The literature of book collecting is filled with encouragement and advice about what to buy and when to buy. Rarely discussed, however, is the proper disposition of a library, which may well be the more critical question. [1] A gathering of important and valuable books carries with it the responsibility to plan for their eventual disposition. 

Book collecting may be seen as a continuing process of acquiring and dispersing individual books or collections, holding them in one's library until they are exchanged for better copies, or until one's collecting interest or personal circumstances change. The three D's--debt, death, and divorce--are often the driving forces that present opportunities to make decisions about the disposition of libraries and archives. 

A library is generally formed over a period of years, often without significant outlay of funds at any one time. There are exceptions, of course, when a collector buys in quantity and when the chosen field is a popular and relatively expensive one, such as color-plate books, early travel and exploration, and the classics of medicine and science. 

As books pass into and out of our lives, usually there is no great concern unless they have high emotional or financial value. Books with interesting provenance due to their earlier association with an important person or loved one will usually be retained for sentimental reasons without regard to their market value. 

Sales to Dealers and at Auction

Given the close relationship that develops between book collectors and dealers, many collectors turn first to their trusted dealers for guidance. Arrangements can be made to return books to the market through the dealer. A profit may be realized from the sale of a collection to the trade if the books were chosen wisely and if the collection was formed over a number of years, thus allowing time for market values to advance. If, however, top dollar was paid and the collection was recently formed, a resale to a dealer may be at a loss. While there is much variation, generally dealers prefer to buy at thirty to fifty percent of retail. If the books are rare and the dealer has a steady demand for the titles at generally rising prices, a higher percentage of retail may be paid. 
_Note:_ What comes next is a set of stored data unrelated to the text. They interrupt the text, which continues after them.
Issue #1574, opened 2025-11-26
core::0133::request-id-field false positive for AIP-155 idempotency keys


mo-cmyk:
## Summary

The `core::0133::request-id-field` rule flags Create requests as missing a client-specified ID field (e.g. `book_id`), but this creates false positives when `request_id` is used as an **idempotency key** per [AIP-155](https://google.aip.dev/155).

## Problem

AIP-133 allows client-specified resource IDs via fields like `{resource}_id` (e.g., `book_id` in `CreateBookRequest`).

AIP-155 recommends `request_id` as an idempotency key - a completely different use case:
- Purpose: deduplicate mutation requests from network retries
- Behavior: server returns cached response for duplicate request IDs
- Not a resource identifier

The linter strictly enforces AIP-133 and requires `{resource}_id`, failing to recognize that `request_id` satisfies the idempotency requirement.

## Example

```protobuf
message CreateBookRequest {
  string parent = 1 [(google.api.resource_reference).child_type = "library.googleapis.com/Book"];
  
  Book book = 2 [(google.api.field_behavior) = REQUIRED];
  
  // Idempotency key per AIP-155 - NOT a client-specified resource ID
  string request_id = 3 [
    (google.api.field_behavior) = OPTIONAL,
    (google.api.field_info).format = UUID4
  ];
}
```

This triggers:
```
core::0133::request-id-field: create methods should contain a singular `string book_id` field.
```

## Expected Behavior

The rule should not flag the missing `{resource}_id` when a valid AIP-155 idempotency key is present:
- Field name is exactly `request_id`
- Field behavior is `OPTIONAL`
- Field has `UUID4` format annotation

## Suggested Fix

Update the rule to check for `request_id` as a valid alternative when `{resource}_id` is missing.

## References

- [AIP-133: Create](https://google.aip.dev/133) - Client-specifiedgh issue edit 1574 --repo googleapis/api-linter --body-file - <<EOF
## Summary

The `core::0133::request-id-field` rule flags Create requests as missing a client-specified ID field (e.g. `book_id`), but this creates false positives when `request_id` is used as an **idempotency key** per [AIP-155](https://google.aip.dev/155).

## Problem

AIP-133 allows client-specified resource IDs via fields like `{resource}_id` (e.g., `book_id` in `CreateBookRequest`).

AIP-155 recommends `request_id` as an idempotency key - a completely different use case:
- Purpose: deduplicate mutation requests from network retries
[...]

PR #1155, opened 2023-05-19
feat(AIP-133): add request-id-field for non-df API

toumorokoshi:
Corresponds to the change to https://github.com/aip-dev/google.aip.dev/pull/1019.

resource_id is now required regardless of declarative_friendly.

fixes #1107

PR #1581, opened 2025-12-04
docs(AIP-133): remove declarative-friendly requirement from spec

mo-cmyk:
## Summary

- Fixes the `request-id-field` rule to only apply to declarative-friendly resources
- Aligns implementation with rule documentation which states it's for "declarative-friendly create methods"
- Adds test cases for non-declarative-friendly resources

## Problem

The `core::0133::request-id-field` rule documentation says it applies to "declarative-friendly create methods", but the implementation applied to ALL Create request messages. This caused false positives for non-declarative-friendly resources.

## Solution

Added `IsDeclarativeFriendlyMessage` check to the `OnlyIf` condition, matching the pattern used by other rules in the same package (e.g., `response_lro.go` at line 27).

## Test plan

- [x] Added test cases for non-declarative-friendly resources (`ValidNotDeclarativeFriendly`, `ValidNotDeclarativeFriendlyWithRequestId`)
- [x] All existing tests pass with `style: DECLARATIVE_FRIENDLY` annotation
- [x] Full test suite passes: `go test ./...`

Updates #1574

### DIFF
--- a/rules/aip0133/request_id_field_test.go
+++ b/rules/aip0133/request_id_field_test.go
@@ -31,8 +31,6 @@ func TestRequestIDField(t *testing.T) {
 		{"InvalidMissing", "", problems},
 		{"InvalidType", "bytes book_id = 2;", problems},
 		{"InvalidRepeated", "repeated string book_id = 2;", problems},
-		// request_id (AIP-155) is NOT a substitute for {resource}_id (AIP-133)
-		{"InvalidRequestIdOnly", "string request_id = 2;", problems},
 	} {
 		t.Run(test.name, func(t *testing.T) {
 			f := testutils.ParseProto3Tmpl(t, `


rules/aip0133/request_id_field_test.go
```diff
@@ -21,16 +21,19 @@ import (
 )
 
 func TestRequestIDField(t *testing.T) {
-	problems := testutils.Problems{{Message: "`string book_id`"}}
+problems := testutils.Problems{{Message: "create methods should contain a singular `string book_id` field."}}
```
quirogas: We usually match only the key component of the message to give our testing framework some flexibility.
```suggestion
problems := testutils.Problems{{Message: "`string book_id`"}}
```

docs/rules/0133/request-id-field.md
```diff
@@ -15,15 +15,29 @@ client-specified ID field, as mandated in [AIP-133][].
...
 
-This rule looks at any `Create` method connected to a resource and complains if
-it lacks a client-specified ID (e.g. `string book_id`) field.
+This rule looks at any `Create` method connected to a declarative-friendly
+resource (one with `style: DECLARATIVE_FRIENDLY` in its `google.api.resource`
+annotation) and complains if it lacks a client-specified ID (e.g. `string
+book_id`) field.
+
+**Note:** This rule only applies to declarative-friendly resources. Resources
+without the `DECLARATIVE_FRIENDLY` style are not checked by this rule.
```
quirogas: This rule should still apply to methods that are not connected to a non-declarative-friendly resource.

quirogas (changes requested):
@mo-cmyk thank you for submitting this pull request. I think request_idshouldn't generate a lint message. However, we should discuss a few points in the original issue before agreeing on an overall solution.

mo-cmyk:
Hi @quirogas, thank you for the review!

I've addressed your feedback:

1. **Test message format** - Reverted to `"string book_id"` as per your suggestion ✓

2. **Documentation** - I've simplified the wording. Removed the verbose note and kept it concise.

Regarding your comment on the documentation:
> "This rule should still apply to methods that are not connected to a non-declarative-friendly resource"

I want to make sure I understand correctly. Currently the implementation:
- ✅ Applies to declarative-friendly resources (requires `{resource}_id`)
- ❌ Skips non-declarative-friendly resources

Are you saying the rule should also apply when there's **no resource connection at all**? If so, I can update the `OnlyIf` condition to handle that case.

Happy to discuss further on issue #1574 to align on the best approach. The original problem was false positives for `request_id` (AIP-155 idempotency key) - should that case also be considered?

mo-cmyk:
Thanks for the clarification on issue #1574, @quirogas! I've completely reworked this PR based on your feedback.

## Updated Approach

I now understand that:
- `{resource}_id` (AIP-133) = Resource Identity
- `request_id` (AIP-155) = Idempotency key (separate purpose)
- The rule should apply to **all** Create methods (as decided in PR #1155)

## Changes in this PR

1. **Code**: Reverted to original behavior - rule applies to all Create request messages (not just declarative-friendly)
2. **Documentation**: Removed the outdated "declarative-friendly" wording that was missed when PR #1155 updated the logic
3. **Tests**: Reverted to original test cases

This is now essentially a **documentation fix** to align the docs with the intended behavior.

Could you please re-review? Thank you!

mo-cmyk:
**Update**: Rebased on latest `main` and added a test case per your feedback on #1574.

### Changes
- Rebased on `main` (includes the AIP-216 fix from PR #1582)
- Added test case `InvalidRequestIdOnly` confirming the linter correctly flags missing `{resource}_id` even when `request_id` is present

The linter behaves as expected - `request_id` (AIP-155) is not treated as a substitute for `{resource}_id` (AIP-133). 

PR is ready for merge whenever you're ready @quirogas!

quirogas:
Removed test to keep this PR as a docs update only.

Collaboration between dealers and collectors is best represented by the offering of significant collections through well designed and researched catalogs that memorialize the collector's efforts. The best catalogs provide an historical account of the collection's development and individually describe and price each of the more important titles. 

Often the most significant collections are sold at auction. Within the past decade the most notable single-owner sales were of the libraries formed by Estelle Doheny, sold by Christie's [1987-1989] and the great library formed by H. Bradley Martin, sold by Sotheby's [1989-1990]. Both sales were watershed events, returning to circulation distinguished copies of great rarities of fifteenth-century printing, medieval and renaissance manuscripts, western Americana, ornithology, literature, fine bindings, and fine printing.

Gifts to Libraries and Museums

Other than sales to dealers and at auction, the third most common option of placing a private collection is to sell or give it to a library or museum. President Bill Clinton's 1993 Budget Reconciliation package contains a change in the tax law reinstating tax deductions for gifts at full fair-market value, thereby dramatically encouraging donations to cultural institutions. 

The Honorable Daniel P. Moynihan, Democrat of New York and [former] chairman of the Senate Finance Committee, was instrumental in revising the law. He cites a significant decline in donations to libraries and museums from 1987 to 1990 when the tax break for gifts expired. A sharp rise in donations resulted when the deduction was temporarily restored during an eighteen-month window in 1991 and 1992. "We went through what the scientists would call a natural experiment when the break was taken away in 1986," Senator Moynihan explained. "Gifts of objects of art just dried up. Bang! They stopped." [2] 

In the new law, gifts can be deducted at their present market value and do not incur a capital gains tax. Retroactive to June 1992, the law frees gifts from the limiting alternative minimum tax introduced in 1986. Provisions also have been expanded to include not only gifts of personal property like books and paintings, but also intangibles such as royalty rights, stocks to colleges, and land to nature conservancies. In order to minimize disputes, the Internal Revenue Service was also mandated to develop a method for taxpayers to agree in advance with the IRS on the value of donations. 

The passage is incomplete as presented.